→ **Saved entries**:
PR #83, opened 2026-04-28
feat: add integration test for LangGraph React Agent deployment (RHAIENG-4643)

mpk-droid:
## Summary
- Adds shared integration test utilities at `tests/integration/` (`run_make`, `get_route`, `health_check`) and shared pytest fixtures (`cluster_auth`, `repo_root`) for reuse across agent deployment tests
- Adds `agents/langgraph/react_agent/tests/integration/test_deployment.py` — builds on cluster via `build-openshift`, deploys to OpenShift, validates `GET /health` returns 200 with `{"status": "healthy"}`, and tears down via fixture finalizer
- Adds `make test-integration` Makefile target with JUnit XML output for CI compatibility
- Extracts `.github/actions/setup-cluster` composite action to DRY shared CI setup (Python, uv, oc, helm, login)
- Refactors CI workflow to use matrix strategy — adding a new agent is a one-liner
- Renames workflow to "QG4: Agent Deployment Integration Tests"

## Test plan
- [x] `make test` still runs only unit/behavioral tests (integration tests excluded via `--ignore`)
- [x] `make test-integration` runs the deployment test end-to-end on the demo cluster
- [x] Test tears down deployment even on failure (fixture finalizer)
- [x] JUnit XML output is produced at `results.xml`
- [x] CI workflow passes — [run 25121558044](https://github.com/red-hat-data-services/agentic-starter-kits/actions/runs/25121558044)

Jira: [RHAIENG-4643](https://redhat.atlassian.net/browse/RHAIENG-4643)

[RHAIENG-4643]: https://redhat.atlassian.net/browse/RHAIENG-4643?atlOrigin=eyJpIjoiNWRkNTljNzYxNjVmNDY3MDlhMDU5Y2ZhYzA5YTRkZjUiLCJwIjoiZ2l0aHViLWNvbS1KU1cifQ


mpk-droid:
@coderabbit

mpk-droid:
@coderabbit review

agents/langgraph/react_agent/tests/integration/test_deployment.py
```diff
@@ -0,0 +1,61 @@
...
+
+        logger.info("Pushing container image...")
+        run_make("push", cwd=agent_dir, timeout=300)
+
+        logger.info("Deploying to cluster...")
+        run_make("deploy", cwd=agent_dir, timeout=300)
+        deployed = True
+
+        route_url = get_route(AGENT_NAME)
+        logger.info("Agent deployed at %s", route_url)
```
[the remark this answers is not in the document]
mpk-droid: Fixed with AI in 3b4a44e

tests/integration/utils.py
```diff
@@ -0,0 +1,124 @@
...
+                wait = min(backoff * (2 ** attempt), 15.0)
+                logger.info(
+                    "Health check attempt %d/%d failed, retrying in %.1fs: %s",
+                    attempt + 1,
+                    retries,
+                    wait,
+                    exc,
+                )
+                time.sleep(wait)
+
```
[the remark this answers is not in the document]
mpk-droid: Fixed with AI in 3b4a44e

agents/langgraph/react_agent/tests/integration/test_deployment.py
```diff
@@ -0,0 +1,83 @@
...
+    MakeTargetError,
+    RouteNotFoundError,
+    get_route,
+    health_check,
+    run_make,
+)
+
+logger = logging.getLogger(__name__)
+
+AGENT_NAME = "langgraph-react-agent"
```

→ **Activity**:
What you need to do is retype all the entries exactly as written.

→ **Reply**:
PR #83, opened 2026-04-28
feat: add integration test for LangGraph React Agent deployment (RHAIENG-4643)

mpk-droid:
## Summary
- Adds shared integration test utilities at `tests/integration/` (`run_make`, `get_route`, `health_check`) and shared pytest fixtures (`cluster_auth`, `repo_root`) for reuse across agent deployment tests
- Adds `agents/langgraph/react_agent/tests/integration/test_deployment.py` — builds on cluster via `build-openshift`, deploys to OpenShift, validates `GET /health` returns 200 with `{"status": "healthy"}`, and tears down via fixture finalizer
- Adds `make test-integration` Makefile target with JUnit XML output for CI compatibility
- Extracts `.github/actions/setup-cluster` composite action to DRY shared CI setup (Python, uv, oc, helm, login)
- Refactors CI workflow to use matrix strategy — adding a new agent is a one-liner
- Renames workflow to "QG4: Agent Deployment Integration Tests"

## Test plan
- [x] `make test` still runs only unit/behavioral tests (integration tests excluded via `--ignore`)
- [x] `make test-integration` runs the deployment test end-to-end on the demo cluster
- [x] Test tears down deployment even on failure (fixture finalizer)
- [x] JUnit XML output is produced at `results.xml`
- [x] CI workflow passes — [run 25121558044](https://github.com/red-hat-data-services/agentic-starter-kits/actions/runs/25121558044)

Jira: [RHAIENG-4643](https://redhat.atlassian.net/browse/RHAIENG-4643)

[RHAIENG-4643]: https://redhat.atlassian.net/browse/RHAIENG-4643?atlOrigin=eyJpIjoiNWRkNTljNzYxNjVmNDY3MDlhMDU5Y2ZhYzA5YTRkZjUiLCJwIjoiZ2l0aHViLWNvbS1KU1cifQ


mpk-droid:
@coderabbit

mpk-droid:
@coderabbit review

agents/langgraph/react_agent/tests/integration/test_deployment.py
```diff
@@ -0,0 +1,61 @@
...
+
+        logger.info("Pushing container image...")
+        run_make("push", cwd=agent_dir, timeout=300)
+
+        logger.info("Deploying to cluster...")
+        run_make("deploy", cwd=agent_dir, timeout=300)
+        deployed = True
+
+        route_url = get_route(AGENT_NAME)
+        logger.info("Agent deployed at %s", route_url)
```
[the remark this answers is not in the document]
mpk-droid: Fixed with AI in 3b4a44e

tests/integration/utils.py
```diff
@@ -0,0 +1,124 @@
...
+                wait = min(backoff * (2 ** attempt), 15.0)
+                logger.info(
+                    "Health check attempt %d/%d failed, retrying in %.1fs: %s",
+                    attempt + 1,
+                    retries,
+                    wait,
+                    exc,
+                )
+                time.sleep(wait)
+
```
[the remark this answers is not in the document]
mpk-droid: Fixed with AI in 3b4a44e

agents/langgraph/react_agent/tests/integration/test_deployment.py
```diff
@@ -0,0 +1,83 @@
...
+    MakeTargetError,
+    RouteNotFoundError,
+    get_route,
+    health_check,
+    run_make,
+)
+
+logger = logging.getLogger(__name__)
+
+AGENT_NAME = "langgraph-react-agent"
```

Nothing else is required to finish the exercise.